[Collected data entries]
+--

PR #297, opened 2016-02-08
Abrandoned/decoding setters without copy

abrandoned:
start moving towards per field decoding setters instead of using the standard setter during the decode routine; the standard setter does copies to keep from mutating an incoming value when a value is set, during decode we also make a copy as a result of pulling it off the stream, largely reduces a single copy and in cases where we can it prevents the acceptable? checks as a value that has been serialized and is tagged should be acceptable

also started added setters directly on the message object by tag instead of doing a field lookup and then running through the name of the field; reduces the amount of searching for field definitions and will eventually lead to us having a deserialization routine that only utilizes tags (instead of field lookup)

on MRI and JRuby these changes accounted for ~20% decrease in time for serialization/deserialization of the command
`bx rake benchmark:profile_protobuf_serialize[100000,prof_out.txt]`

@film42

### DIFF
--- a/lib/protobuf/field/base_field.rb
+++ b/lib/protobuf/field/base_field.rb
@@ -176,6 +176,7 @@ module Protobuf
         else
           define_getter
           define_setter
+          define_decode_setter
         end
       end
 
@@ -232,6 +233,10 @@ module Protobuf
         end
 
         ::Protobuf.field_deprecator.deprecate_method(message_class, method_name) if field.deprecated?
+      end
+
+      def define_decode_setter
+        # empty for now
       end
 
       def define_setter
--- a/lib/protobuf/field/bool_field.rb
+++ b/lib/protobuf/field/bool_field.rb
@@ -35,6 +35,20 @@ module Protobuf
         value == 1
       end
 
+      def define_decode_setter
+        field = self
+        name_method_name = "_protobuf_decode_setter_#{field.name}"
+        tag_method_name = "_protobuf_decode_setter_#{field.tag}"
+
+        message_class.class_eval do
+          define_method(name_method_name) do |val|
+            @values[field.name] = field.decode(val)
+          end
+
+          alias_method tag_method_name, name_method_name
+        end
+      end
+
       def encode(value)
         [value ? 1 : 0].pack('C')
       end
--- a/lib/protobuf/field/varint_field.rb
+++ b/lib/protobuf/field/varint_field.rb
@@ -63,6 +63,20 @@ module Protobuf
         Integer(val, 10)
       end
 
+      def define_decode_setter
+        field = self
+        name_method_name = "_protobuf_decode_setter_#{field.name}"
+        tag_method_name = "_protobuf_decode_setter_#{field.tag}"
+
+        message_class.class_eval do
+          define_method(name_method_name) do |val|
+            @values[field.name] = val
+          end
+
+          alias_method tag_method_name, name_method_name
+        end
+      end
+
       def decode(value)
         value
       end
--- a/lib/protobuf/field/varint_field.rb
+++ b/lib/protobuf/field/varint_field.rb
@@ -52,6 +52,7 @@ module Protobuf
       #
 
       def acceptable?(val)
+        return true if val.is_a?(Integer) && val >= 0 && val < INT32_MAX
         int_val = coerce!(val)
         int_val >= self.class.min && int_val <= self.class.max
       rescue
--- a/lib/protobuf/message.rb
+++ b/lib/protobuf/message.rb
@@ -77,8 +77,7 @@ module Protobuf
       return to_enum(:each_field) unless block_given?
 
       self.class.all_fields.each do |field|
-        value = __send__(field.getter)
-        yield(field, value)
+        yield(field, __send__(field.getter))
       end
     end
 
--- a/lib/protobuf/field/bytes_field.rb
+++ b/lib/protobuf/field/bytes_field.rb
@@ -56,6 +56,21 @@ module Protobuf
       # Private Instance Methods
       #
 
+      def define_decode_setter
+        field = self
+        name_method_name = "_protobuf_decode_setter_#{field.name}"
+        tag_method_name = "_protobuf_decode_setter_#{field.tag}"
+
+        message_class.class_eval do
+          define_method(name_method_name) do |val|
+            @encode = nil
+            @values[field.name] = field.decode(val)
+          end
+
+          alias_method tag_method_name, name_method_name
+        end
+      end
+
       def define_setter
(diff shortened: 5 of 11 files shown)


lib/protobuf/field/base_field.rb
```diff
@@ -234,6 +235,10 @@ def define_getter
         ::Protobuf.field_deprecator.deprecate_method(message_class, method_name) if field.deprecated?
       end
 
+      def define_decode_setter
+        # empty for now
```
film42: Only a few variants of this method. Let's bring the duplicated common implementation here.

abrandoned: probably best, I wrote this while I was testing the string copy only and now need to refactor since a common pattern has emerged

film42: :+1:

abrandoned:
@zachmargolis would love to get your thoughts on this path

lib/protobuf/field/varint_field.rb
```diff
@@ -52,6 +52,7 @@ def self.encode(value, use_cache = true)
       #
 
       def acceptable?(val)
+        return true if val.is_a?(Integer) && val >= 0 && val < INT32_MAX
```
zachmargolis: we still want to compare to `self.class.max` right?

I understand wanting to avoid `coerce!` for performance reasons but maybe there's a better way to preserve the existing logic?

Just an idea

```ruby
def acceptable?(val)
  int_val = val.is_a?(Integer)
    val
  else
    coerce!(val)
  end

  int_val >= self.class.min && int_val <= self.class.max
end

```

lib/protobuf/field/bool_field.rb
```diff
@@ -35,6 +35,21 @@ def decode(value)
...
+        field_name = field.name
+        name_method_name = "_protobuf_decode_setter_#{field.name}"
+        tag_method_name = "_protobuf_decode_setter_#{field.tag}"
+
+        message_class.class_eval do
+          define_method(name_method_name) do |val|
+            @values[field_name] = field.decode(val)
+          end
+
+          alias_method tag_method_name, name_method_name
```
zachmargolis: in `lib/protobuf/message/serialization.rb` looks like we only ever call the tag version of this method, why even define the field name versions at all?

lib/protobuf/field/varint_field.rb
abrandoned: we do want to compare the max (which happens after this if it is larger than the smallest max); the smallest max is the INT32_MAX, so if it passes it (and is an Integer; which is the most common case, especially in deserialization) then we just set it instead of taking the long route (which in our usage is very uncommon)

lib/protobuf/field/bool_field.rb
abrandoned: I think we can take out the name versions; I was originally just looking for a tag version so decoding doesn't need to lookup the field; will change this

lib/protobuf/field/varint_field.rb
zachmargolis: I guess as a reader of this patch, I'm having a hard following what it's supposed to do. I didn't realize it would fall through to the old case. Maybe we could do something like this (comments included) for posterity?

```ruby
def acceptable?(val)
  int_val = if val.is_a?(Integer)
    return true if val >= 0 && val < INT32_MAX # return quickly for smallest integer size, hot code path
    val
  else
    coerce!(val)
  end
  int_val >= self.class.min && int_val <= self.class.max
end
```

lib/protobuf/field/bool_field.rb
zachmargolis: Awesome, I think that this will help avoid some extension vs field issues later down the line as well, since tags are 100% unambiguous

lib/protobuf/field/base_field.rb
```diff
@@ -176,16 +176,18 @@ def define_accessor
...
 
       def define_array_getter
         field = self
+        field_name = field.name
         method_name = field.getter
 
         message_class.class_eval do
           define_method(method_name) do
-            @values[field.name] ||= ::Protobuf::Field::FieldArray.new(field)
+            @values[field_name] ||= ::Protobuf::Field::FieldArray.new(field)
```
embark: Heads up that a lot of this work will need to be moved to the `[]=` and `[]` methods after PR #302 is merged. In fact a lot of the setter/getter code in this PR will conflict, I comment on just a little of it below.

lib/protobuf/field/bool_field.rb
```diff
@@ -35,6 +35,19 @@ def decode(value)
...
       end
 
+      def define_decode_setter
+        field = self
+        field_name = field.name
+        tag_method_name = "_protobuf_decode_setter_#{field.tag}"
+
+        message_class.class_eval do
+          define_method(tag_method_name) do |val|
+            @encode = nil
```
embark: I think `@encode` has gone away, from what @film42 has commented.

lib/protobuf/message.rb
```diff
@@ -77,14 +77,13 @@ def each_field
       return to_enum(:each_field) unless block_given?
 
       self.class.all_fields.each do |field|
-        value = __send__(field.getter)
-        yield(field, value)
+        yield(field, __send__(field.getter))
```
embark: After #302 it would be the style to use `yield(field, self[field.name])`, you'll probably get a merge conflict anyway, and in `each_field_for_serialization` it would probably be `self[field.name]` too.

lib/protobuf/varint_pure.rb
```diff
@@ -1,12 +1,12 @@
 module Protobuf
   module VarintPure
     def decode(stream)
-      value = index = 0
+      value = shift = 0
       begin
         byte = stream.readbyte
-        value |= (byte & 0x7f) << (7 * index)
```
embark: Bikeshedding a little, but honestly I prefer the hex. Hex makes it easier to picture the individual bits in my head.

lib/protobuf/field/bool_field.rb
```diff
@@ -35,6 +35,19 @@ def decode(value)
         value == 1
       end
 
+      def define_decode_setter
+        field = self
+        field_name = field.name
+        tag_method_name = "_protobuf_decode_setter_#{field.tag}"
```
embark: Can we make this private, `Message.instance_eval { private tag_method_name.to_sym }` or some such?

embark:
:+1: great optimization!

How much benefit do we get on creating the dynamic per-tag methods vs. having 1 method in the message where that requires a field lookup first? 

Just curious if the optimization is worth the complexity tradeoff of a bunch of new dynamically generated methods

+--

#### What you need to do:
Only lines with the word "conflict" are wanted, so copy each one from the records.

#### Your response:
embark: Heads up that a lot of this work will need to be moved to the `[]=` and `[]` methods after PR #302 is merged. In fact a lot of the setter/getter code in this PR will conflict, I comment on just a little of it below.
embark: After #302 it would be the style to use `yield(field, self[field.name])`, you'll probably get a merge conflict anyway, and in `each_field_for_serialization` it would probably be `self[field.name]` too.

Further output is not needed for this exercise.